TASK INSTRUCTIONS | Scan the material for the word "Enter" and copy each line where it occurs.

******************************

PR #10, opened 2017-03-15
assignment-1.2.cpp

humanoid2795:
Kindly review.

### DIFF
--- a/solutions/anand-kumar/assignment-1.2.cpp
+++ b/solutions/anand-kumar/assignment-1.2.cpp
@@ -1,69 +1,119 @@
 #include <bits/stdc++.h>
 using namespace std;
-// Global vector storing the JSON converted data.
-vector<pair<string, string> > json;
-// Attributes of the parameter.
-struct parameter_node {
-  string parameter_name;
-  string parameter_shorthand;
-  string parameter_data_type;
-  pair<bool, string> parameter_data;
-  set<string> parameter_exclusive_list;
-  string parameter_help;
+
+class parser {
+ private:
+  // Attributes of the parameter.
+  struct parameter_node {
+    string name;
+    string shorthand;
+    string data_type;
+    string value;
+    bool is_data_required;
+    set<string> exclusive_list;
+    string help_instruction;
+  };
+  int number_of_commands_recieved;
+  vector<pair<string, string> > json;
+
+ public:
+  // Constructor for specifying instances at the time of creation
+  parser() {
+    number_of_commands_recieved = 0;
+  } 
+  // structure to store at any instance the parameter and the argument under
+  // consideration
+
+  struct parameter_and_argument_node {
+    bool is_argument_available;
+    string parameter_name;
+    string parameter_argument;
+  } parameter_and_argument;
+  
+  // Vector of object of struct parameter_node to store all parameters.
+
+  vector<struct parameter_node> parameter_list;
+
+  void argument_assignment(
+    string name_argument, string data_type_argument, string argument_existence,
+    string shorthand_argument);
+  int find_index(string parameter);
+  void create_exclusive_parameters_set(string ex_list[], int size_of_ex_list);
+  void extract_parameter_and_argument(string current_parameter);
+  bool is_integer(string num);
+  bool is_floating(string num);
+  bool is_boolean(string num);
+  void if_valid_data_type(int parameter_index, string current_argument);
+  void parameter_and_argument_parsing(string current_parameter);
+  void check_exclusivity_of_json();
+  void help_function();
+  void display_without_hyphen(string parameter);
+  void display_json();
 };
-void parameter_declaration(vector<struct parameter_node> &parameter, string
-    p_name, string p_shorthand, string p_data_type, string p_help) {
+
+void parser::argument_assignment(
+    string name_argument, string data_type_argument, string argument_existence,
+    string shorthand_argument) {
+
+  // Temporary object ob creation.
+
   struct parameter_node ob;
-  ob.parameter_name = p_name;
-  ob.parameter_shorthand = p_shorthand;
-  ob.parameter_data_type = p_data_type;
-  ob.parameter_help = p_help;
-  ob.parameter_data.first = false;
-  ob.parameter_data.second = '\n';
-  parameter.push_back(ob);
+  ob.name = name_argument;
+  ob.shorthand = shorthand_argument;
+  ob.data_type = data_type_argument;
+  if (argument_existence == "compulsory") {
+    ob.is_data_required = true;
+  }
+  else {
+    ob.is_data_required = false;
+  }
+  if (ob.is_data_required == true) {
+    ob.help_instruction = "Compulsory argument";
+  }
+  else {
+    ob.help_instruction = "Optional argument";
+  }
+  ob.help_instruction += " of type " + data_type_argument;
+  parameter_list.push_back(ob);
 }
-// Index of a parameter in the structure object vector
-int find_index(vector<struct parameter_node> parameter, string dummy) {
-  for (int i = 0; i < parameter.size(); ++i) {
+
+// Index of the parameter in the parameter_list
+int parser::find_index(string current_parameter) {
+  if (current_parameter.length() == 0) {
+    return -1;
+  }
+  for (int i = 0; i < parameter_list.size(); ++i) {
     if (
-      parameter[i].parameter_name == dummy || 
-      parameter[i].parameter_shorthand == dummy) {
+      parameter_list[i].name == current_parameter ||
+      parameter_list[i].shorthand == current_parameter ) {
       return i;
     }
   }
   return -1;
 }
-void create_exclusive_parameters(vector<struct parameter_node> parameter,
-    string ex_list[], int s) {
-  for (int i = 0; i < s; ++i) {
-    int index = find_index(parameter, ex_list[i]);
+
+void parser::create_exclusive_parameters_set
+    (string ex_list[], int size_of_ex_list) {
+  if (size_of_ex_list == 0) {
+    return;
+  }
+  for (int i = 0; i < size_of_ex_list; ++i) {
+    int index = find_index(ex_list[i]);
     if (index == -1) {
-      cout << "Undefined parameter\n" ;
+      display_without_hyphen(ex_list[i]);
+      cout << " is an undefined parameter\n" ;
       exit(1);
     }
-    for (int j = 0; j < s; ++j) {
+    for (int j = 0; j < size_of_ex_list; ++j) {
       if (i == j) {
         continue;
       }
-    parameter[index].parameter_exclusive_list.insert(ex_list[j]);
+      parameter_list[index].exclusive_list.insert(ex_list[j]);
     }
   }
 }
-// Extract the string content without '-' at any index of argv
-string extract_string(char *argv[], int index) {
-  int i = 0;
-  string curr_temp = argv[index];
-  while (curr_temp[i] == '-') {
-    ++i;
-  }
-  string dummy;
-  while (curr_temp[i] != '\n' && i < curr_temp.length() && curr_temp[i] != '=') {
-    dummy +=  curr_temp[i];
-    ++i;
-  }
-  return dummy;
-}
-bool is_integer(string num) {
+
+bool parser::is_integer(string num) {
   bool is_integer = true;
   for (int i = 0; i < num.length() && is_integer; ++i) {
     if (!(num[i] >= '0' && num[i] <= '9')) {
@@ -72,7 +122,8 @@ bool is_integer(string num) {
   }
   return is_integer;
 }
-bool is_floating(string num) {
+
+bool parser::is_floating(string num) {
   bool is_float = true;
   int decimal = 0;
   for (int i = 0; i < num.length() && is_float; ++i) {
@@ -89,13 +140,14 @@ bool is_floating(string num) {
   }
   return is_float;
 }
-bool is_boolean(string num) {
+
+bool parser::is_boolean(string num) {
   if (
     num == "true" ||
     num == "TRUE" ||
     num == "True" ||
     num == "false" ||
-    num == "FALSE" || 
+    num == "FALSE" ||
     num == "False") {
     return true;
   }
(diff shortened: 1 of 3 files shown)


solutions/anand-kumar/assignment-1.2.cpp
```diff
@@ -0,0 +1,277 @@
...
+			if (i == j)
+				continue;
+			parameter[index].parameter_exclusive_list.insert(ex_list[j]);
+		}
+	}
+}
+//  Extract the string content without '-' at any index of argv
+string extract_string(char *argv[], int index) {
+  int i = 0;
+	string curr_temp = argv[index];
```
kaustubh-karkare: The previous 2 lines have inconsistent indenting.

solutions/anand-kumar/assignment-1.2.cpp
```diff
@@ -0,0 +1,277 @@
...
+	while (curr_temp[i] == '-')
+		++i;
```
kaustubh-karkare: Don't they recommend that all `if`, `for`, `while`, etc conditions have braces?

solutions/anand-kumar/assignment-1.2.cpp
```diff
@@ -0,0 +1,277 @@
...
+			is_float = false;
+	}
+	if (decimal > 1)
+		is_float = false;
+	return is_float;
+}
+bool is_boolean(string num)
+{
+	if (num == "true" || num == "TRUE" || num == "True" || num == "false" ||
+		    num == "FALSE" || num == "False")
```
kaustubh-karkare: This is acceptable, I guess, but I usually prefer:
```
if (
  num == "true" ||
  num == "TRUE" ||
  ...
) {
```

solutions/anand-kumar/assignment-1.2.cpp
```diff
@@ -0,0 +1,277 @@
...
+    char *argv[], int &index) {
+	string dummy = extract_string(argv, index);
+	int option_index = find_index(parameter, dummy);
+	if (option_index == -1) {
+		cout << dummy << " ";
+		cout << "parameter does not exist\n";
+		exit(1);
+	}
+	if (parameter[option_index].parameter_data.first == false) {
+			string data_dummy;
```
kaustubh-karkare: Why does this have 3 tabs? I would expect 2.

solutions/anand-kumar/assignment-1.2.cpp
```diff
@@ -0,0 +1,277 @@
...
+	}
+	int counter = 0;
+	while (index < argc) {
+		string curr_temp = argv[index];
+		if (curr_temp == "-h" || curr_temp == "--help") {
+				help_function(parameter);
+				++index;
+				continue;
+		}
+		//	If a parameter.
```
kaustubh-karkare: There should be a space after `//`, not a tab.

solutions/anand-kumar/assignment-1.2.cpp
```diff
@@ -0,0 +1,277 @@
...
+  ob.parameter_data_type = p_data_type;
+  ob.parameter_help = p_help;
+  ob.parameter_data.first = false;
+  ob.parameter_data.second = '\n';
+  parameter.push_back(ob);
+}
+//  Index of a parameter in the structure object vector
+int find_index(vector<struct parameter_node> parameter, string dummy) {
+  for (int i = 0; i < parameter.size(); ++i) {
+	  if (parameter[i].parameter_name == dummy ||
```
kaustubh-karkare: You're using tabs for indenting below and spaces above. And this line seems to have both, which is bad.
Based on how this looks, I'd recommend consistently using 2 spaces for each level of indenting.

solutions/anand-kumar/assignment-1.2.cpp
```diff
@@ -0,0 +1,291 @@
...
+      }
+      // Sub - command
+      else {
+        for (int i = 0; i < counter; ++i) {
+          id += "sub-";
+        }
+      id += "command";
+      json.push_back(make_pair(id, dummy));
+      }
+    ++index;
```
kaustubh-karkare: Incorrect indenting. Bunch of other places too.

solutions/anand-kumar/assignment-1.2.cpp
```diff
@@ -0,0 +1,291 @@
...
+    cout << "No parameter or command given\n";
+    exit(1);
+  }
+  int counter = 0;
+  while (index < argc) {
+    string curr_temp = argv[index];
+    if (curr_temp == "-h" || curr_temp == "--help") {
+      help_function(parameter);
+      ++index;
+      continue;
```
kaustubh-karkare: In general, if you're displaying help, you dont do anything else.

solutions/anand-kumar/assignment-1.2.cpp
```diff
@@ -0,0 +1,291 @@
...
+  // Enter the commands here.
+  
+  int index = 1;
+  if (argc < 2) {
+    cout << "No parameter or command given\n";
+    exit(1);
+  }
+  int counter = 0;
+  while (index < argc) {
+    string curr_temp = argv[index];
```
kaustubh-karkare: `curr_temp` isn't a good name. How about `current_argument`?

solutions/anand-kumar/assignment-1.2.cpp
```diff
@@ -0,0 +1,291 @@
...
+    if (curr_temp == "-h" || curr_temp == "--help") {
```
kaustubh-karkare: Why isn't this a parameter? Why special case it?

solutions/anand-kumar/assignment-1.2.cpp
```diff
@@ -0,0 +1,291 @@
...
+      ++index;
+      continue;
+    }
+    // If a parameter.
+    if (curr_temp[0] == '-') {
+      parameter_argument(parameter, argc, argv, index);
+    }
+    else {	
+      // If a command or a sub command.
+      string dummy = extract_string(argv, index);
```
kaustubh-karkare: This line shows that `extract_string` isn't a good name. `extract_argument_name` maybe.

solutions/anand-kumar/assignment-1.2.cpp
```diff
@@ -0,0 +1,291 @@
...
+  create_exclusive_parameters(parameter, ex_list, 2);
+  // Enter mutually exclusive elements.
+  // ...
+
+  // Enter the command list for the parser
+  vector<string> command_list;
+  // Push back the command in the command list.
+  // Test data
+  command_list.push_back("alpha");
+  command_list.push_back("beta");
```
kaustubh-karkare: The values aren't fixed like this.

solutions/anand-kumar/assignment-1.2.cpp
```diff
@@ -0,0 +1,291 @@
...
+// To check for exclusivity of parameters.
+void exclusivity(vector<struct parameter_node> parameter) {
+  for (int i = 0; i < json.size(); ++i) {
+    string dummy = json[i].first;
+    int index = find_index(parameter, dummy);
+    for (int j = 0; j < json.size(); ++j) {
+      if (i == j) {
+        continue;
+      }
+      set <string> :: iterator it =
```
kaustubh-karkare: Spacing seems off.

solutions/anand-kumar/assignment-1.2.cpp
```diff
@@ -0,0 +1,376 @@
...
+  // Function definition:-
+  // void argument_assignment(
+  // string name_argument, string data_type_argument,
+  // string argument_existence, string shorthand_argument);
+  // Data types supported are "int", "float", "bool", "string", "none"
+  // The data type is case sensitive and by default all parameters are string.
+  // Argument existence states are "optional" and "compulsory"
+  // Test data
+
+  parser_object.argument_assignment("--help", "none", "optional", "-h");
```
kaustubh-karkare: Instead of strings like "int", "bool", "optional" and "compulsory" (which could have typos), use enums here.

solutions/anand-kumar/assignment-1.2.cpp
```diff
@@ -0,0 +1,376 @@
...
+  parser_object.argument_assignment("--key", "int", "compulsory", "\n");
```
kaustubh-karkare: Why do I need to provide the `\n` as an argument? That is inelegant.

solutions/anand-kumar/assignment-1.2.cpp
```diff
@@ -0,0 +1,376 @@
...
+  cout << "\": " << "\"" << json[json.size() - 1].second << "\"";
+  cout << "}\n";
+}
+
+
+int main(int argc, char *argv[]) {
+  // Test class parser object
+  class parser parser_object;
+
+  // Input the parameter with the argument;
```
kaustubh-karkare: Ideally, I shouldn't need these comments. The function signature should be enough.

solutions/anand-kumar/assignment-1.2.cpp
```diff
@@ -0,0 +1,376 @@
...
+  // Input the exclusive list of elements
+  // Enter the list of mutually exclusive elements in an array of string.
+  // Also define the number of elements pushed in the array.
+  // Function definition:-
+  // void create_exclusive_parameters_set(string ex_list[], int size);
+  // Test data
+
+  string ex_list[] = {"--local", "--remote"};
+  parser_object.create_exclusive_parameters_set(ex_list,
+      sizeof(ex_list) / sizeof(ex_list[0]));
```
kaustubh-karkare: Interesting. I guess this works.

solutions/anand-kumar/assignment-1.2.cpp
```diff
@@ -0,0 +1,376 @@
...
+
+  // Enter mutually exclusive elements.
+  // ...
+
+  int index = 1;
+  if (argc < 2) {
+    cout << "No parameter or command given\n";
```
kaustubh-karkare: You cant assume that this is a bad thing. What if I created a parser that only had optional arguments? So nothing provided was a valid case?

solutions/anand-kumar/assignment-1.2.cpp
```diff
@@ -0,0 +1,376 @@
...
+    exit(1);
+  }
+  while (index < argc) {
+    string current_parameter = argv[index];
+    parser_object.parameter_and_argument_parsing(current_parameter);
+    ++index;
+  }
+  parser_object.check_exclusivity_of_json();
+  parser_object.display_json();
```
kaustubh-karkare: This looks hard to use. Imagine if this was a library: would you want to use it for your programs? Wouldn't you prefer something simpler? You want to hide these details inside a `Parser::parse()` method, which is the only thing people should need to call.

solutions/anand-kumar/assignment-1.2.cpp
```diff
@@ -0,0 +1,376 @@
...
+    num == "FALSE" ||
+    num == "False") {
+    return true;
+  }
+  else {
+    return false;
+  }
+}
+
+void parser::if_valid_data_type(int parameter_index, string current_argument) {
```
kaustubh-karkare: - `ensure_valid_data_type` is a better name. `if` sounds like you're going to return a boolean yes or no.

solutions/anand-kumar/assignment-1.2.cpp
```diff
@@ -0,0 +1,376 @@
...
+    valid_data_type = is_boolean(current_argument);
+  }
+  else {
+    // By default all are considered to be string.
+    valid_data_type = true;
+  }
+  if (valid_data_type == false) {
+    display_without_hyphen(parameter_list[parameter_index].name);
+    cout << " has an invalid data\n";
+    exit(1);
```
kaustubh-karkare: Instead of exiting abruptly, prefer throwing exceptions. That gives the calling program flexibility to continue with default options if necessary, or ask the user to fix only the ones that are invalid.

solutions/anand-kumar/assignment-1.2.cpp
```diff
@@ -0,0 +1,376 @@
...
+      parameter_list[index].exclusive_list.insert(ex_list[j]);
+    }
+  }
+}
+
+bool parser::is_integer(string num) {
+  bool is_integer = true;
+  for (int i = 0; i < num.length() && is_integer; ++i) {
+    if (!(num[i] >= '0' && num[i] <= '9')) {
+      is_integer = false;
```
kaustubh-karkare: Just return `false` as soon as you figure it out. You wouldn't need your `is_integer` flag then.

solutions/anand-kumar/assignment-1.2.cpp
```diff
@@ -0,0 +1,376 @@
...
+bool parser::is_floating(string num) {
+  bool is_float = true;
+  int decimal = 0;
+  for (int i = 0; i < num.length() && is_float; ++i) {
+    if (num[i] == '.') {
+      ++decimal;
+      continue;
+    }
+    if (!(num[i] >= '0' && num[i] <= '9')) {
+      is_float = false;
```
kaustubh-karkare: Same as above. Return false as soon as you know something is wrong, which will allow you to eliminate  the flag.

solutions/anand-kumar/assignment-1.2.cpp
```diff
@@ -0,0 +1,376 @@
...
+      parameter_list[i].name == current_parameter ||
+      parameter_list[i].shorthand == current_parameter ) {
+      return i;
+    }
+  }
+  return -1;
+}
+
+void parser::create_exclusive_parameters_set
+    (string ex_list[], int size_of_ex_list) {
```
kaustubh-karkare: Better formatting:
```
void parser::create_exclusive_parameters_set(
  string ex_list[],
  int size_of_ex_list,
) {
```
Also, avoid abbreviations like `ex`.

solutions/anand-kumar/assignment-1.2.cpp
```diff
@@ -0,0 +1,376 @@
...
+  if (size_of_ex_list == 0) {
+    return;
```
kaustubh-karkare: Why bother? The loop will not run anyway.

solutions/anand-kumar/assignment-1.2.cpp
```diff
@@ -0,0 +1,376 @@
...
+  }
+  for (int i = 0; i < size_of_ex_list; ++i) {
+    int index = find_index(ex_list[i]);
```
kaustubh-karkare: This is a dangerously named method: sounds like part of some array library, which was what I though initially.
Could you update the name to make it more useful? `find_index_in_paramters_list` or something to make it clearer.

solutions/anand-kumar/assignment-1.2.cpp
```diff
@@ -0,0 +1,376 @@
...
+  }
+}
+
+void parser::extract_parameter_and_argument(
+    string current_parameter) {
+  int i = 0;
+  string current_extracted_parameter;
+
+  // If the input is of the form --key=1234
+  // Extract only parameter i.e --key
```
kaustubh-karkare: Without your example, there was no way to tell if your use of the word parameter referred to "--key" or "1234".
Which means .. that the name parameter here is practically useless. Prefer something like "key" or "value", which doesn't need an example. Or doesn't even need a comment.

solutions/anand-kumar/assignment-1.2.cpp
```diff
@@ -0,0 +1,376 @@
...
+
+  while (i < current_parameter.length() && current_parameter[i] != '=') {
+      current_extracted_parameter +=  current_parameter[i];
+    ++i;
```
kaustubh-karkare: The last 2 lines are inconsistently indented.

solutions/anand-kumar/assignment-1.2.cpp
```diff
@@ -0,0 +1,376 @@
...
+  string current_extracted_argument;
+  while (i < current_parameter.length()) {
+      current_extracted_argument += current_parameter[i];
+    ++i;
+  }
+  parameter_and_argument.parameter_name =
+      current_extracted_parameter;
+  parameter_and_argument.parameter_argument =
+      current_extracted_argument;
+  if (current_extracted_argument.length() == 0) {
```
kaustubh-karkare: There has to be a better way to do this. What if I wanted to provide an empty string as my argument?

solutions/anand-kumar/assignment-1.2.cpp
```diff
@@ -0,0 +1,376 @@
...
+    parameter_and_argument.is_argument_available = false;
+  }
+  else {
+    parameter_and_argument.is_argument_available = true;
+  }
+}
+// To check for the argument along with the parameter given by the user.
+void parser::parameter_and_argument_parsing(string current_parameter) {
```
kaustubh-karkare: This function name feels grammatically wrong. You want to describe what it will do, like `is_boolean`, but this sounds like a random statement.

solutions/anand-kumar/assignment-1.2.cpp
```diff
@@ -0,0 +1,376 @@
...
+  if (current_parameter == "--help" || current_parameter == "-h") {
```
kaustubh-karkare: You shouldn't hardcode things. Treat it just like any other parameter.

solutions/anand-kumar/assignment-1.2.cpp
```diff
@@ -0,0 +1,376 @@
...
+    valid_data_type = true;
+  }
+  if (valid_data_type == false) {
+    display_without_hyphen(parameter_list[parameter_index].name);
+    cout << " has an invalid data\n";
+    exit(1);
+  }
+}
+
+void parser::extract_parameter_and_argument(
```
kaustubh-karkare: Why doesn't this return `parameter_and_argument`? Avoid class properties as much as possible, since they add to complexity.

solutions/anand-kumar/assignment-1.2.cpp
```diff
@@ -0,0 +1,376 @@
...
+void parser::parameter_and_argument_parsing(string current_parameter) {
+  if (current_parameter == "--help" || current_parameter == "-h") {
+    help_function();
+  }
+  extract_parameter_and_argument(current_parameter);
+  int parameter_index = find_index(parameter_and_argument.parameter_name);
+  if (parameter_index == -1) {
+    display_without_hyphen(parameter_and_argument.parameter_name);
+    cout <<" is undefined\n";
+    exit(1);
```
kaustubh-karkare: As mentioned, use exceptions.

solutions/anand-kumar/assignment-1.2.cpp
```diff
@@ -0,0 +1,376 @@
...
+  parameter_list[parameter_index].value = 
+      parameter_and_argument.parameter_argument;
+  // If a command or a sub-command
+  
+  if (current_parameter.length() > 0 && current_parameter[0] != '-') {
+    string current_id_value ;
+    for (int i = 0; i < number_of_commands_recieved; ++i) {
+      current_id_value += "sub-";
+    }
+    current_id_value += "command";
```
kaustubh-karkare: Nope. `command` and `subcommand` are positional arguments that would have been given to you as input.
Basically, something like `parser_object.position_argument("command", ...)`. And then "alpha" and "beta" are just example values. I could pass in "abc" and "def", and they should still have been saved in command and subcommend, as a virtue of their position.

solutions/anand-kumar/assignment-1.2.cpp
```diff
@@ -0,0 +1,376 @@
...
+    json.push_back(make_pair(current_id_value, current_parameter));
+    ++number_of_commands_recieved;
+    return;
+  }
+  if (parameter_and_argument.is_argument_available == false) {
+    if (parameter_list[parameter_index].is_data_required == true) {
```
kaustubh-karkare: Some of your names are a bit too verbose. `parameter_list[parameter_index].is_required` is just as readable as `is_data_required`, but faster to read. Similarly, `is_available` is better than `is_argument_available`. However, I'm not I like the idea of `is_available`, because you're storing more state. Which means that even a variable called "json" should not exist.

solutions/anand-kumar/assignment-1.2.cpp
```diff
@@ -0,0 +1,376 @@
...
+    if_valid_data_type(parameter_index,
+        parameter_list[parameter_index].value);
+    json.push_back(make_pair(parameter_list[parameter_index].name,
+        parameter_list[parameter_index].value));
+  }
+}
+
+// To check for check_exclusivity_of_json of parameters.
+
+void parser::check_exclusivity_of_json() {
```
kaustubh-karkare: If you look up the definition of "JSON", you will discover that it has nothing to do with this. It is just a way to serialize data.

kaustubh-karkare:
Inactive for too long.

******************************

WRITTEN SOLUTION |
+  // Enter the commands here.
+  // Enter mutually exclusive elements.
+  // Enter the command list for the parser
+  // Enter the list of mutually exclusive elements in an array of string.
+  // Enter mutually exclusive elements.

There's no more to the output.